High Quality Routines
Abstract data type (ADT) definition of the type, together with the operations defined on the type (ignoring unimportant details – typically implementation).
Abstraction: reasoning about the essential properties of an object, ignoring unimportant details.
Implementation: an object build to satisfy a specification
Information hiding: embedding the details of a program element inside the element in such a way that when it is applied, its inner details do not need to be known.
Inheritance: the mechanism by which we build new classes on old ones.
Interface: the way in which an object interacts with its environment
Specification: a detailed description of the essential properties of an object
Why Create High-Quality Routines?
- Reduce complexity.
- Hides information so you don’t need to think about it after the routine is written (compartmentalize tasks).

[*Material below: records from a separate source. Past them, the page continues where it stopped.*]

Issue #4192, opened 2022-05-07
how to save 4bit/2bit models?


xiguadong:
# Ask a Question

### Question
I have a QAT quantized model , but the type of weight is 4bit/2bit. Could  I save it to onnx format? I found that onnx.proto only support type as belows:
![image](https://user-images.githubusercontent.com/55774832/167242388-37dcce97-88bc-43c6-b23b-fcf1e0d2c452.png)

 https://github.com/onnx/onnx/blob/5b1346e30d66e4ec550f6b63c3883b258a2e8e3e/onnx/onnx.proto#L484

jcwchen:
Hi @xiguadong,
You are right -- as you can see in the proto definition, currently 4 bit/2 bit models are not supported.

xiguadong:
so the next question is:
how do I support the 4/2bit? could you tell me the steps? 
thk u very much

jcwchen:
If you are looking for a future official support, this proposal will need to be reviewed by onnx/sig-archinfra and onnx/sig-operators since it's a fundamental change in IR. Then the frontend converter and backend runtime will start to support it. The process will take quite a while. May I understand more about your use case?

To sort of workaround it, you can try to modify ONNX locally and build it from source. An example PR for adding bfloat16: https://github.com/onnx/onnx/pull/1421. However, please note that probably most runtimes for ONNX have not supported 2 bit/4 bit models yet for now since such a type is not in the IR.

xiguadong:
I work for a npu chip company, we have some 2bit/4bit models runs on our chip. We decide to use onnx format save the 2bit/4bit cause the format we used before performs bad. But onnx is very  beautiful and easy to use!  And we can test the new spec soon if official support it.
It seems like 2bit/4bit has been a trend. I noticed that openvino/cuda/torch has support it. And , I guess onnxruntime also support 4bit quantization although save it with 8bit https://github.com/microsoft/onnxruntime/blob/207ad7eef9f91f88312cc28b2528bdc6362eaadb/onnxruntime/python/tools/quantization/onnx_quantizer.py#L51
Btw, we also plan to push our engine to github this week, [this](https://github.com/AXERA-TECH) is our repo（ :）its empty now). And we could send you  some interesting demo board in the future. 

Thanks !

pauldog:
Yes please support 4bit, 2bit and 1bit.

maziyarpanahi:
[...]

PR #4363, opened 2022-07-15
add dtype

bzhang3:
**Description**
- Add low bit data type into onnx.proto (TensorProto Dtype)
- u4/s4/u2/s2

**Motivation and Context**
- In future, more models need to be quantized as low bit model in edge industry field. Engineers need to get data type from tensorproto, however, current proto couldnot support this scenery. This pr would not change data storage method which can be packed in int32_data 

related issues:
https://github.com/onnx/onnx/issues/4192


daquexian:
I believe it's a big change. Adding a new dtype may impact a lot of ops. Related discussion: https://github.com/onnx/onnx/pull/2925.

Could you please introduce the expected usage of int4/int2 dtype? For example, which ops should support int4/int2 to support your use case?

AlexandreEichenberger:
Question: do you intend to be only a data format operation, or the intent is to have many of the current operators to support this new format? Also, is the behavior of u/s 4/2 well defined with respect to saturation?

bzhang3:
@daquexian  the int4/int2 dtype would be used in edge inference framework (low bits quant model). These data formats should be displayed by low bit dtype in tensor info which help engineer to take right data info from tensor. For now, I can only take data info as u8, s8 (all data can be saved in int32_data). If the u4/s4 or u2/s2 used in model storage, users may not take right data format info because u4/s4, u2/s2 are not in tensor info proto. The ops could be Conv, Pool or any other ops.

bzhang3:
@AlexandreEichenberger I  think this data format should be supported by currents operators, since if model uses low bits format, the inference framework should know right data format to do the next action such like computing or malloc, etc. 
The saturation of u/s 4/2 could follow u/s 8's saturation method (like -15 ~ 16 or 0 ~ 31 )

daquexian:
> The ops could be Conv, Pool or any other ops.

@bzhang3 @AlexandreEichenberger I think the support for low-bit quantization is of importance. However, is it ok to update QDQ operators only and keep other operators unchanged? For example, after adding a `bit_width` attribute to QDQ, a 4-bit conv can be represented by
```
input (fp32) -> Q (bit_width=4) -> DQ (bit_width=4) -> Conv -> output (fp32)
                 weight (4 bit integer) -> DQ (bit_width=4)  --/
```

bzhang3:
@daquexian I think this is a reasonable solution for this change. We do not need modify operator's attribute, and only need to modify TensorProto as data signature

daquexian:
> We do not need modify operator's attribute

By operator's attribute you mean the attribute of other operators (conv, matmul, ...) or the attribute of QDQ?

bzhang3:
@daquexian 
the attribute of other operators (conv, matmul, ...)

maltanar:
Hi! Happy to see the interest around <8-bit quantized models. The FINN and hls4ml communities have been using ONNX custom ops & annotations to represent few-bit quantized NNs for a while, we're working on a joint response that I will share shortly.

gramalingam:
As discussed above, a key point is to figure out the ops that are impacted by the change. Aas @daquexian suggests, it would be better if only a few ops (the QDQ ops) need to be modified to support this, instead of many ops. 

I don't understand @bzhang3's comment about "only need to modify TensorProto as data signature" ? I guess you mean the change in this PR?

One possibility is that we specify how the bit values are packed into an uint8 (as part of the Quantize op's spec) and we don't even need to introduce the new types. This seems simpler. (The only possible disadvantage is if different hardware prefers to pack the bits in different orders.)

maltanar:
> One possibility is that we specify how the bit values are packed into an uint8 (as part of the Quantize op's spec) and we don't even need to introduce the new types. This seems simpler. (The only possible disadvantage is if different hardware prefers to pack the bits in different orders.)

@gramalingam I believe this PR proposes to use `int32/uint32` to store the 2- and 4-bit values, and does not specify any packing to save storage space. In a way, this is using the native `int32/uint32` types as a container, and indicating that they actually contain 2/4-bit values.

```
STORAGE_TENSOR_TYPE_TO_FIELD = {
   # ...
    int(TensorProto.BOOL): 'int32_data',
    int(TensorProto.UINT4): 'int32_data',
    int(TensorProto.INT4): 'int32_data',
    int(TensorProto.UINT2): 'int32_data',
    int(TensorProto.INT2): 'int32_data',
}
```

Since these dtypes don't natively exist on most CPUs or in numpy for Python bindings, this approach avoids the complexity of having to deal with various headaches (packing order, alignment/bit padding, packing/unpacking functions...) in ONNX.

bzhang3:
>

bzhang3:
> > One possibility is that we specify how the bit values are packed into an uint8 (as part of the Quantize op's spec) and we don't even need to introduce the new types. This seems simpler. (The only possible disadvantage is if different hardware prefers to pack the bits in different orders.)
> 
> @gramalingam I believe this PR proposes to use `int32/uint32` to store the 2- and 4-bit values, and does not specify any packing to save storage space. In a way, this is using the native `int32/uint32` types as a container, and indicating that they actually contain 2/4-bit values.
> 
> ```
> STORAGE_TENSOR_TYPE_TO_FIELD = {
>    # ...
>     int(TensorProto.BOOL): 'int32_data',
>     int(TensorProto.UINT4): 'int32_data',
>     int(TensorProto.INT4): 'int32_data',
>     int(TensorProto.UINT2): 'int32_data',
>     int(TensorProto.INT2): 'int32_data',
> }
> ```
> 
> Since these dtypes don't natively exist on most CPUs or in numpy for Python bindings, this approach avoids the complexity of having to deal with various headaches (packing order, alignment/bit padding, packing/unpacking functions...) in ONNX.

That was my mistake. The proposal for this pr should similar to UINT8/INT8's storage method. The above codes is not right modification. Until now, I want to find possible solution for this situation through this discussion and then modify code.

What I want to do is to store the low-bit data in the high-bit data space such as int32_data, and then tell the user through the TensorProto file that the data type in the high-bit data space (int32_data) is 4/2 type

yufenglee:
ONNX doesn't have a direct quantized tensor definition. Essentially, it uses QDQ to represent a quantized tensor. Thus we can limit the change to Q/DQ operators only as @daquexian and @gramalingam suggested and we don't really need to add sub-byte data type. For Q/DQ operators, we still keep their input/output type as it is now but add 2 attributes: one for bit width like suggested and the other for packing mode. 

For packing mode, we can simply support 2 mode: no_packing, continuous. If no_packing, a sub-byte is represented with byte. For continous, sub-byte is packed continuously, for example, we use 2 bytes to represent 4 3-bit values like below. The last 4 bits are used for padding.
image

xiguadong:
> ONNX doesn't have a direct quantized tensor definition. Essentially, it uses QDQ to represent a quantized tensor. Thus we can limit the change to Q/DQ operators only as @daquexian and @gramalingam suggested and we don't really need to add sub-byte data type. For Q/DQ operators, we still keep their input/output type as it is now but add 2 attributes: one for bit width like suggested and the other for packing mode.
> 
> For packing mode, we can simply support 2 mode: no_packing, continuous. If no_packing, a sub-byte is represented with byte. For continous, sub-byte is packed continuously, for example, we use 2 bytes to represent 4 3-bit values like below. The last 4 bits are used for padding. image

Hi, thanks for your reply. I think onnx has another representation for quantized ops like [QlinearConv](https://github.com/microsoft/onnxruntime/blob/207ad7eef9f91f88312cc28b2528bdc6362eaadb/onnxruntime/python/tools/quantization/operators/conv.py#L125)(I found in this link[all ops](https://github.com/microsoft/onnxruntime/blob/207ad7eef9f91f88312cc28b2528bdc6362eaadb/onnxruntime/python/tools/quantization/operators/)). And I guess we can't use 2/4 bit in this format directly . 
Also ,I found workaround for 4bit in [QlinearConv](https://github.com/microsoft/onnxruntime/blob/207ad7eef9f91f88312cc28b2528bdc6362eaadb/onnxruntime/python/tools/quantization/onnx_quantizer.py#L51).   As @bzhang3's comment about  "only need to modify TensorProto as data signature", if we want use the format like QlinearConv ,we only need to change the dtype of the output which response to the tensor in graph.initializer. We don't need to define the attributes such as output_dtype/reduce_range etc. Also , I think quantized repsetation(QlinearConv) is more beautiful than QDQ mode cause it could more eaiser to understand the network's structure.

maltanar:
I think we would benefit from having a more structured discussion to consider the various aspects of representing quantization that are brought up in this thread. These aspects are related and they affect each other, but there is benefit in considering them separately. 

Here is my attempt to structure this into three different aspects:

1) **Quantization function:** How is quantization (restricting the set of values each element of a tensor can take) described as an operator in ONNX? From a clean-abstraction perspective, I think having a standalone quantization operator (like QDQ, or [Quant](https://github.com/fastmachinelearning/qonnx/blob/main/docs/qonnx-custom-ops/quant_op.md) in the QONNX proposal) is preferable over having a quantized variant of each standard operator (like QuantConv, QuantLinear etc). In the former case, one can combine the quantization op with any other op in ONNX to obtain a quantized variant of that operator. In the latter case, we need a separate op type in ONNX for each new quantized op type (e.g. in addition to QuantConv and QuantLinear we would also need QuantAdd, QuantMul, QuantGather and so on). 

2) **Datatype indication:** How does a framework or developer know that a given tensor contains quantized values, how many bits each element needs for representation, whether the values are signed or unsigned, whether they represent integer-only quantization, fixed-point (scale factor is a power of two) or even non-uniform quantized values?  Note that it is possible to separate the datatype indication from the storage and packing aspects (point 3 below), e.g. I could have a tensor where each value is stored using uint8 but I know that each value is really uint2. In the current ONNX specification I believe there is a possibility to [store Boolean data as one byte per bit](https://github.com/onnx/onnx/blob/main/onnx/onnx.proto#L574).

3) **In-memory layout/storage and manipulation:** Assuming each element of a quantized tensor can be represented with k bits, how do we store this tensor in memory and on disk as part of the ONNX standard? When accessing the value of this tensor through the protobuf or Python API, do we return packed data or do we transparently expand it into some native type? If packing, do we assume the equivalent of high-endian or low-endian? Do we zero-pad to achieve a multiple of 8-bit, 32-bit or some other native word size? Do we pad with zeros on the upper or lower endian side? Note that k can be arbitrary in the general case: it could be <8-bit for highly-compressed networks, or it can be something like 11-bit or 13-bit for applications using elementary fixed-point quantization methods for post-training quantization that only looks at the max values of a given tensor.

xiguadong:
> I think we would benefit from having a more structured discussion to consider the various aspects of representing quantization that are brought up in this thread. These aspects are related and they affect each other, but there is benefit in considering them separately.
> 
> Here is my attempt to structure this into three different aspects:
> 
> 1. **Quantization function:** How is quantization (restricting the set of values each element of a tensor can take) described as an operator in ONNX? From a clean-abstraction perspective, I think having a standalone quantization operator (like QDQ, or [Quant](https://github.com/fastmachinelearning/qonnx/blob/main/docs/qonnx-custom-ops/quant_op.md) in the QONNX proposal) is preferable over having a quantized variant of each standard operator (like QuantConv, QuantLinear etc). In the former case, one can combine the quantization op with any other op in ONNX to obtain a quantized variant of that operator. In the latter case, we need a separate op type in ONNX for each new quantized op type (e.g. in addition to QuantConv and QuantLinear we would also need QuantAdd, QuantMul, QuantGather and so on).
> 2. **Datatype indication:** How does a framework or developer know that a given tensor contains quantized values, how many bits each element needs for representation, whether the values are signed or unsigned, whether they represent integer-only quantization, fixed-point (scale factor is a power of two) or even non-uniform quantized values?  Note that it is possible to separate the datatype indication from the storage and packing aspects (point 3 below), e.g. I could have a tensor where each value is stored using uint8 but I know that each value is really uint2. In the current ONNX specification I believe there is a possibility to [store Boolean data as one byte per bit](https://github.com/onnx/onnx/blob/main/onnx/onnx.proto#L574).
> 3. **In-memory layout/storage and manipulation:** Assuming each element of a quantized tensor can be represented with k bits, how do we store this tensor in memory and on disk as part of the ONNX standard? When accessing the value of this tensor through the protobuf or Python API, do we return packed data or do we transparently expand it into some native type? If packing, do we assume the equivalent of high-endian or low-endian? Do we zero-pad to achieve a multiple of 8-bit, 32-bit or some other native word size? Do we pad with zeros on the upper or lower endian side? Note that k can be arbitrary in the general case: it could be <8-bit for highly-compressed networks, or it can be something like 11-bit or 13-bit for applications using elementary fixed-point quantization methods for post-training quantization that only looks at the max values of a given tensor.

Thanks, the structure is very very very clear. 
To conclude:
We all agree: **We need a representation of tensor which has dtype of 2/4 bit.**  [Quant](https://github.com/fastmachinelearning/qonnx/blob/main/docs/qonnx-custom-ops/quant_op.md) is also a wonderful solution in QDQ ways. 

But the topic of this pr is about : **Do we really need 2/4 bit in onnx.proto?** 

My answer is **YES**.  For simply, I make some difinitions:
- Qops: quant ops like QlinearConv, QlinearAdd, QlinearMul, QlinearGather etc.
- Qops IR : IR which coustruct with Qops and float ops.
- QDQ IR : IR which coustruct with Q/DQ ops and float ops.
 
1st , Qops IR can't represent 2/4 bit directly until now. As my mention before, [QlinearConv](https://github.com/microsoft/onnxruntime/blob/207ad7eef9f91f88312cc28b2528bdc6362eaadb/onnxruntime/python/tools/quantization/onnx_quantizer.py#L51) support 4bit by workaround. There are still a lot of ops like QlinearGemm/QlinearMatMul lack 2/4 bit representation.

- Reduces code size and improves maintainability.
- Create useful abstractions.
- Puts code into a well named routine which makes it easier to understand.
- Avoids duplicate code.
- Hide sequences of operations.
- Hide pointer operations.
- Improve portability.
- Simplify Boolean operations.
- Optimizes code.
- Data types/algorithms organized into modules.
- Module contains data structure + operations.
- Module exports (makes public).
- A type (in an object oriented language this is the class itself).
- Methods that operate on instances of this type.
- User of the module can declare variables of this type, and manipulate them by calling the ADT’s operations.
During Implementation (Code)
- Specification: subroutine header + pre/post conditions.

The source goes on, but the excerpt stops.